DANCING TO AN ANCIENT BEAT - For four million years, albatrosses have returned to Midway Atoll every November to perform their mating rituals
National Wildlife, Oct-Nov, 2000 by Tim Friend
AT FIVE A.M., Midway Atoll is quiet, cold and damp with the start of the winter rainy season. The wind blows harshly across the dark lagoon, lashing mist and sea salt against the land, 1,200 miles northwest of the island of Hawaii.
The atoll's three tiny islands have been eerily devoid of their roughly one million Laysan and black-footed albatross residents since early August, when the last of the seabirds took off at the end of their eight-month breeding season. For the past four months, the mature adults and the new generation of juveniles have been journeying without touching land throughout the northern Pacific. Resting in groups on the ocean surface and gorging themselves on squid and flying fish, they have grown fat and ready for another season.
By 6:15, the first morning light shows on the horizon, and bird calls break the silence as the migrants start arriving at this remote region of the Hawaiian archipelago. In the air, they are the epitomy of grace. But as they alight, the birds tumble and roll in the signature landings that earned them the nickname "gooney birds." One after another, they shake themselves off and begin searching the ground for the tiny piece of nesting real estate that is home base. The albatrosses' annual November invasion of Midway has begun.
For the past century, humans have battled wildlife for space in an attempt to transform 2,000-acre Midway from a sandy spit of scrubby vegetation into a strategic outpost suitable for their own occupation. In 1905, Midway was settled as a way station for laying telegraph cable across the Pacific. Ironwood trees were imported. Lawns were sown. In the 1930s, the site became a respite for travelers on Pan American's Trans-Pacific Flying Clipper Seaplane. A hotel and piers for cargo ships were built.
By 1940, Midway had evolved into a strategic U.S. naval base. Aircraft runways were paved on the two largest islands, Sand and Eastern. The ground was dug up for underground fuel storage tanks, and one end of Sand Island became a dump for hazardous chemicals. Collisions between albatrosses and military aircraft brought about the U.S. Navy's "bird abatement program," which destroyed more than 54,000 adult albatrosses between 1954 and 1964.

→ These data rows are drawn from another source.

PR #1284, opened 2019-01-11
fix: ensure onClick and onKeyDown unhandledProps on ContextMenuItem are triggered as expected

### LINKED ISSUE #1260: onClick is getting eaten in context-menu-item
**Description**
When using the ContextMenuItem component if a dev specifies onClick that event handler is never invoked

**Repro steps**
create an instance of ContextMenuItem and attempt to set an onClick handler:
                 
```
<ContextMenuItem
                        className={this.props.managedClasses.contextMenuItem}
                        onClick={(event: React.MouseEvent<HTMLDivElement>): void => {
                            console.log("test");
                        }}
>Test
</ContextMenuItem>
```

In the code below from context-menu-item.tsx the dev's onClick is passed in as unhandledProps and then an onClick is specified on the div effectively eating the dev's onClick.

```
        return (
            <div
                {...this.unhandledProps()}
                role={this.props.role}
                aria-disabled={this.props.disabled || undefined}
                onKeyDown={this.handleMenuItemKeyDown}
                onClick={this.handleMenuItemClick}
            >
                {this.props.children}
            </div>
        );
    }
```

nicholasrice:
# Description

`onClick` and `onKeyDown` unhandled props were being clobbered by props applied internally by the `ContextMenuItem`, which caused these event handlers to never get called. This PR ensures those unhandled prop callbacks work as epxcted

fixes #1260
## Issue type checklist

## Process & policy checklist

### DIFF
--- a/packages/fast-components-react-base/src/context-menu-item/context-menu-item.tsx
+++ b/packages/fast-components-react-base/src/context-menu-item/context-menu-item.tsx
@@ -87,11 +87,7 @@ class ContextMenuItem extends Foundation<
      * Handle the keydown event of the item
      */
     private handleMenuItemKeyDown = (e: React.KeyboardEvent<HTMLDivElement>): void => {
-        if (this.props.disabled) {
-            return;
-        }
-
-        if (typeof this.props.onInvoke === "function") {
+        if (typeof this.props.onInvoke === "function" && !this.props.disabled) {
             switch (e.keyCode) {
                 case KeyCodes.enter:
                 case KeyCodes.space:
@@ -99,18 +95,22 @@ class ContextMenuItem extends Foundation<
                     break;
             }
         }
+
+        if (typeof this.props.onKeyDown === "function") {
+            this.props.onKeyDown(e);
+        }
     };
 
     /**
      * Handle the keydown event of the item
      */
     private handleMenuItemClick = (e: React.MouseEvent<HTMLDivElement>): void => {
-        if (this.props.disabled) {
-            return;
+        if (typeof this.props.onInvoke === "function" && !this.props.disabled) {
+            this.props.onInvoke(e, this.props);
         }
 
-        if (typeof this.props.onInvoke === "function") {
-            this.props.onInvoke(e, this.props);
+        if (typeof this.props.onClick === "function") {
+            this.props.onClick(e);
         }
     };
 }
--- a/packages/fast-components-react-base/src/context-menu-item/context-menu-item.spec.tsx
+++ b/packages/fast-components-react-base/src/context-menu-item/context-menu-item.spec.tsx
@@ -110,6 +110,22 @@ describe("context menu item", (): void => {
         expect(onInvoke).toHaveBeenCalledTimes(0);
     });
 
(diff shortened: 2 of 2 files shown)


packages/fast-components-react-base/src/context-menu-item/context-menu-item.tsx
```diff
@@ -87,30 +87,30 @@ class ContextMenuItem extends Foundation<
...
+        if (typeof this.props.onInvoke === "function" && !this.props.disabled) {
             switch (e.keyCode) {
                 case KeyCodes.enter:
                 case KeyCodes.space:
                     this.props.onInvoke(e, this.props);
                     break;
             }
         }
+
+        if (typeof this.props.onKeyDown === "function") {
```
chrisdholt: Do we want to execute this if the item is disabled?

packages/fast-components-react-base/src/context-menu-item/context-menu-item.tsx
```diff
@@ -87,30 +87,30 @@ class ContextMenuItem extends Foundation<
...
     private handleMenuItemClick = (e: React.MouseEvent<HTMLDivElement>): void => {
-        if (this.props.disabled) {
-            return;
+        if (typeof this.props.onInvoke === "function" && !this.props.disabled) {
+            this.props.onInvoke(e, this.props);
         }
 
-        if (typeof this.props.onInvoke === "function") {
-            this.props.onInvoke(e, this.props);
+        if (typeof this.props.onClick === "function") {
```
chrisdholt: Do we want to execute this if disabled? I could potentially see a reason, but wonder if it's counterintuitive.

packages/fast-components-react-base/src/context-menu-item/context-menu-item.tsx
```diff
@@ -87,30 +87,30 @@ class ContextMenuItem extends Foundation<
...
             switch (e.keyCode) {
                 case KeyCodes.enter:
                 case KeyCodes.space:
                     this.props.onInvoke(e, this.props);
                     break;
             }
         }
+
+        if (typeof this.props.onKeyDown === "function") {
+            this.props.onKeyDown(e);
```
chrisdholt: Assuming we are only sending the event because it's implicit and we aren't defining a contract to enumerate what we are sending back?

packages/fast-components-react-base/src/context-menu-item/context-menu-item.tsx
nicholasrice: yes - this should work as an unhandledProp.

packages/fast-components-react-base/src/context-menu-item/context-menu-item.tsx
nicholasrice: yes - this should work as an unhandledProp.

packages/fast-components-react-base/src/context-menu-item/context-menu-item.tsx
nicholasrice: The contract is defined in `unhandledProps`

PR #1291, opened 2019-01-12
chore: add prerequisites to install markdown

Falkicon:
# Description

Added npm as prerequisite to install.md

## Motivation & context

We have had feedback from two people now that they missed installing npm first. This should help avoid that misstep. 

## Issue type checklist

## Process & policy checklist

### DIFF
--- a/docs/en/contributing/install.md
+++ b/docs/en/contributing/install.md
@@ -8,10 +8,7 @@ sidebar_label: Install
 
 ## Prerequisites
 
-Before setting up FAST-DNA, install Git and npm:
-
-* [Download Git](https://git-scm.com/downloads)
-* [Download npm](https://www.npmjs.com/get-npm)
+Before setting up FAST-DNA, install [npm](https://www.npmjs.com/get-npm).
 
 ## Setup the source repository
 
--- a/docs/en/contributing/install.md
+++ b/docs/en/contributing/install.md
@@ -6,6 +6,13 @@ sidebar_label: Install
 
 # Install
 
+## Prerequisites
+
+Before setting up FAST-DNA, install Git and npm:
+
+* [Download Git](https://git-scm.com/downloads)
+* [Download npm](https://www.npmjs.com/get-npm)
+
 ## Setup the source repository
 
 Clone the repository, `cd` into the project, install [Lerna](https://github.com/lerna/lerna) and install dependencies:
--- a/docs/en/contributing/install.md
+++ b/docs/en/contributing/install.md
@@ -8,7 +8,7 @@ sidebar_label: Install
 
 ## Prerequisites
 
-Before setting up FAST-DNA, install [npm](https://www.npmjs.com/get-npm).
+Before setting up FAST-DNA, install Git and [npm](https://www.npmjs.com/get-npm).
 
 ## Setup the source repository
 
--- a/docs/readme.md
+++ b/docs/readme.md
@@ -4,6 +4,8 @@ title: FAST-DNA
 sidebar_label: What is FAST-DNA
 ---
 
+# FAST-DNA
+
 An unopinionated system of components, development tools, and utilities used à la carte or as a suite to build enterprise-grade websites and applications.
 
 ## Key features & benefits


awentzel:
For consistency, if we provide a link for npm, should we do the same for git?

docs/en/contributing/install.md
```diff
@@ -6,6 +6,10 @@ sidebar_label: Install
 
 # Install
 
+## Prerequisites
+
+Before setting up FAST-DNA, install Git and [npm](https://www.npmjs.com/get-npm).
```
nalogiudice: Should we link to git installation site as well?

chrisdholt: Since this lives on github, I don't think so; we're being fairly generous in calling out that git is a prerequisite here IMO. There are several different ways to install and use git, including using the github app. If someone does not know how to use git or how to install it, we should not point them to a specific way or flavor; it is easy enough to search how to do so and find a solution that works.

I think it makes sense to call out and link to NPM because there is now a competitor in `yarn` and it is important to ensure that you have the correct package manager installed. Additionally, `npm` has a single source of truth which handles all scenarios for ensuring you have it installed and describing what it is.

chrisdholt: cc: @awentzel as I see you asked the same question as well

docs/readme.md
```diff
@@ -4,6 +4,8 @@ title: FAST-DNA
 sidebar_label: What is FAST-DNA
 ---
 
+# FAST-DNA
```
janechu: I'm a little confused as to where this is linked to, currently we seem to be targetting the files in the `en` folder.

docs/en/contributing/install.md
awentzel: I don't think it costs anything to add a link to [here](https://git-scm.com/doc) (I do not agree we should provide link to any specific type of installation or config).  It makes it faster for those that need the link because it's their first time on git and doesn't hurt our content at all since it's only a link and doesn't change the content otherwise.  I am sending MIS/CS students to our repository and 50% of them have not used git and it's useful to them among others.

chrisdholt: I think we need to delineate between contributing to FAST and consuming FAST. Git not required to install our packages, or to use them in a project. NPM is required. 

As an aside, non-collaborators *should not* directly clone our package - they will not be able to push. They should fork and clone their own instance. If this documentation is because we think people are trying to "use" our stuff, our documentation is confusing. I would not recommend us pushing people to the repo in order to "play" with the packages. That's likely better done using something like "create-react-app" and adding the packages as a dependency.

If this is specific to *contributing*, git is required and while I want to encourage anyone to contribute (I also shared this with the students at Code Fellows on Friday), there is a certain expectation that you can clone/fork the repo yourself (via terminal, or the github app, etc) and you have a way to manage that. If you can't there are significant resources online (including in the repo itself via a Github button) to help someone get up and running.

My primary problem with the link you provided is that there is a very clear "downloads" link that exists which drives people to specific flavors and ways to use git.

Either way, I'd be fine pointing to documentation if there were a place that either didn't include specific flavors, or documented/aggregated all the various ways you can use git.

chrisdholt: Possibly, although I think that works in the context of a FULL tutorial. It's specific to what they are trying to accomplish there that they are including that. Here we are directly within the context of contributing to the source repository, and there is an expectation that you are responsible for your development environment.

Falkicon: Leaving out the link for now given that this is the contributors section. If we come up with a decent generic solution we can re-visit but I would agree that the reminder should be good enough for anyone who fits the profile of this section. I asked similar questions last night and I think the big issue is that we don't have a regular getting started section yet so folks are thinking about this like this is getting started, and its not.

docs/readme.md
Falkicon: It is not linked at the moment, but wanted to correct the file anyway so it is valid (I was already there). This file will probably turn into a top level readme for the docs section but that is not part of this PR.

Then, six years ago, after a half century of habitat alteration, the Navy pulled out. The federal government spent $90 million tearing down most of the old buildings, cleaning up the leaking fuel tanks and removing contaminated soil. Midway was named a national wildlife refuge. Military uniforms were replaced with those of the U.S. Fish and Wildlife Service, and the human population was reduced from thousands at its peak in the 1960s to 150 residents today. The result has been good news for a range of wildlife, including 90 species of migrant birds (the Laysan albatrosses alone comprise the world's largest breeding colony of the species), green sea turtles and endangered Hawaiian monk seals.
Except for an unexplained decline among both Laysan and black-footed albatrosses on Midway over the past four years, the overall trend in the species' populations is inching skyward. One theory suggests that a growing appetite among humans for squid taken from the North Pacific could be depleting the main food source for the Laysan species. But scientists are waiting to see how many albatrosses return this year before sounding any alarms.
"At first we thought the decline might have been due to El Ni-o, which could have affected food sources for a lot of different species," says ornithologist Peter Pyle of the nonprofit Oceanic Society in San Francisco, which studies the albatross and operates conservation programs with the U.S. Fish and Wildlife Service. "But we will have to wait and see what happens this year," he adds. "Meanwhile, everything is looking pretty positive."
The U.S. Fish and Wildlife Service has been working over the past six years to restore habitat and continue studies of albatross behavior and other wildlife begun in the 1960s. Ironwood trees, which served as terrific windbreaks for humans, deprive albatross chicks of breezes needed to regulate their body temperatures. The trees have been eliminated from Eastern Island. Invasive plants called Verbesina produce beautiful golden crowns but elevate humidity and create sweltering conditions for the ground-dwelling birds. Guests are invited to uproot the plants at every opportunity. Native naupaka shrubs, which provide the best habitat for albatrosses as well as red-tailed tropicbirds, are being restored.
"Since the Navy left, the tide seems to be turning back in favor of the albatross," says former refuge manager Rob Shallenberger. "You can truly see the resiliency of nature at work." And once again this year they are renewing the cycle of life-courting, mating, nesting, hatching and fledging-that has repeated itself on the isolated atoll for at least three million years.
Male albatrosses return to Midway before females to claim and defend their territories. The birds normally nest within three feet of the spot they occupied the year before. They will continue returning to the same nesting site for life. Interlopers are warned with a sharp clap of the bill not to enter a defender's space. Fights sometimes break out with males biting each other and engaging in tugs-of-war. Their angry vocalizations need no interpretation.